PR #488, opened 2025-07-06
feat: make Sapi work with ZTS builds

Qard:
## Description

This enables a `SapiModule` to work in ZTS mode. I'm using `SapiModule` directly in my case rather than going through the `Embed` type. I missed this when submitting my other PR to expand `SapiBuilder`.

Not sure what making `Embed` ZTS-capable would look like as it would require constructing a single `SapiModule` and reusing it so the API might need to be different or it might need to do some internal `OnceCell` magic.

Not entirely sure how to test this in a way that's not rather complicated. The only observable difference I'm aware of is that without the change it _might_ randomly segfault eventually with enough parallel requests. Any ideas? 😅 

I'm already using this code in my fork, so I know it _works_, just writing a test that's not _gigantic_ would be a challenge. 🤔 

## Checklist

### DIFF
--- a/src/embed/embed.c
+++ b/src/embed/embed.c
@@ -29,6 +29,21 @@ void ext_php_rs_sapi_startup() {
   zend_signal_startup();
 }
 
+SAPI_API void ext_php_rs_sapi_shutdown() {
+  #ifdef ZTS
+    tsrm_shutdown();
+  #endif
+}
+
+SAPI_API void ext_php_rs_sapi_per_thread_init() {
+  #ifdef ZTS
+    (void)ts_resource(0);
+    #ifdef PHP_WIN32
+      ZEND_TSRMLS_CACHE_UPDATE();
+    #endif
+  #endif
+}
+
 void ext_php_rs_php_error(int type, const char *format, ...) {
   va_list args;
   va_start(args, format);
--- a/src/embed/embed.h
+++ b/src/embed/embed.h
@@ -7,5 +7,7 @@
 void* ext_php_rs_embed_callback(int argc, char** argv, void* (*callback)(void *), void *ctx);
 
 void ext_php_rs_sapi_startup();
+void ext_php_rs_sapi_shutdown();
+void ext_php_rs_sapi_per_thread_init();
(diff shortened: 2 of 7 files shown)


Xenira:
> Not entirely sure how to test this in a way that's not rather complicated. The only observable difference I'm aware of is that without the change it _might_ randomly segfault eventually with enough parallel requests. Any ideas? 😅
> 
> I'm already using this code in my fork, so I know it _works_, just writing a test that's not _gigantic_ would be a challenge. 🤔

Not having tests here would be fine here. It is not a core functionality and the effort is not justified. Should this break at any time we might want to consider doing it anyways, but for now I am ok with not testing.

Qard:
I actually was able to put together a very _simple_ test for multi-threaded SAPI. I misremembered a bit about what was needed for `Embed`, so you can actually use _that_ in a multi-threaded environment too. 🙂

Qard:
Ah, the test seems to be a bit problematic. It runs fine with `cargo test --test sapi_tests --features embed`, but if you turn on the `closure` feature (which CI is doing) it explodes because apparently you can only call `get_module` _once_ as it appears the `Closure::build()` initialization  doesn't clean up after itself when the module is torn down.

Possibly best to just delete that test for now, unless you know a good way to get that to clean up properly? 🤔

Xenira:
> Ah, the test seems to be a bit problematic. It runs fine with `cargo test --test sapi_tests --features embed`, but if you turn on the `closure` feature (which CI is doing) it explodes because apparently you can only call `get_module` _once_ as it appears the `Closure::build()` initialization doesn't clean up after itself when the module is torn down.
> 
> Possibly best to just delete that test for now, unless you know a good way to get that to clean up properly? 🤔

Could you extract the test case into a separate MR? That way we don't loose track of it and can check if there is a good way of cleaning up. Would be ok with merging this without the testcase being included.

Qard:
Sure, I'll do that today.

Qard:
The test has been moved to #496. I'll rebase that and continue after this lands.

* * * * *

### Task goal
Write out the data above again, word for word.

### Written answer
PR #488, opened 2025-07-06
feat: make Sapi work with ZTS builds

Qard:
## Description

This enables a `SapiModule` to work in ZTS mode. I'm using `SapiModule` directly in my case rather than going through the `Embed` type. I missed this when submitting my other PR to expand `SapiBuilder`.

Not sure what making `Embed` ZTS-capable would look like as it would require constructing a single `SapiModule` and reusing it so the API might need to be different or it might need to do some internal `OnceCell` magic.

Not entirely sure how to test this in a way that's not rather complicated. The only observable difference I'm aware of is that without the change it _might_ randomly segfault eventually with enough parallel requests. Any ideas? 😅 

I'm already using this code in my fork, so I know it _works_, just writing a test that's not _gigantic_ would be a challenge. 🤔 

## Checklist

### DIFF
--- a/src/embed/embed.c
+++ b/src/embed/embed.c
@@ -29,6 +29,21 @@ void ext_php_rs_sapi_startup() {
   zend_signal_startup();
 }
 
+SAPI_API void ext_php_rs_sapi_shutdown() {
+  #ifdef ZTS
+    tsrm_shutdown();
+  #endif
+}
+
+SAPI_API void ext_php_rs_sapi_per_thread_init() {
+  #ifdef ZTS
+    (void)ts_resource(0);
+    #ifdef PHP_WIN32
+      ZEND_TSRMLS_CACHE_UPDATE();
+    #endif
+  #endif
+}
+
 void ext_php_rs_php_error(int type, const char *format, ...) {
   va_list args;
   va_start(args, format);
--- a/src/embed/embed.h
+++ b/src/embed/embed.h
@@ -7,5 +7,7 @@
 void* ext_php_rs_embed_callback(int argc, char** argv, void* (*callback)(void *), void *ctx);
 
 void ext_php_rs_sapi_startup();
+void ext_php_rs_sapi_shutdown();
+void ext_php_rs_sapi_per_thread_init();
(diff shortened: 2 of 7 files shown)


Xenira:
> Not entirely sure how to test this in a way that's not rather complicated. The only observable difference I'm aware of is that without the change it _might_ randomly segfault eventually with enough parallel requests. Any ideas? 😅
> 
> I'm already using this code in my fork, so I know it _works_, just writing a test that's not _gigantic_ would be a challenge. 🤔

Not having tests here would be fine here. It is not a core functionality and the effort is not justified. Should this break at any time we might want to consider doing it anyways, but for now I am ok with not testing.

Qard:
I actually was able to put together a very _simple_ test for multi-threaded SAPI. I misremembered a bit about what was needed for `Embed`, so you can actually use _that_ in a multi-threaded environment too. 🙂

Qard:
Ah, the test seems to be a bit problematic. It runs fine with `cargo test --test sapi_tests --features embed`, but if you turn on the `closure` feature (which CI is doing) it explodes because apparently you can only call `get_module` _once_ as it appears the `Closure::build()` initialization  doesn't clean up after itself when the module is torn down.

Possibly best to just delete that test for now, unless you know a good way to get that to clean up properly? 🤔

Xenira:
> Ah, the test seems to be a bit problematic. It runs fine with `cargo test --test sapi_tests --features embed`, but if you turn on the `closure` feature (which CI is doing) it explodes because apparently you can only call `get_module` _once_ as it appears the `Closure::build()` initialization doesn't clean up after itself when the module is torn down.
> 
> Possibly best to just delete that test for now, unless you know a good way to get that to clean up properly? 🤔

Could you extract the test case into a separate MR? That way we don't loose track of it and can check if there is a good way of cleaning up. Would be ok with merging this without the testcase being included.

Qard:
Sure, I'll do that today.

Qard:
The test has been moved to #496. I'll rebase that and continue after this lands.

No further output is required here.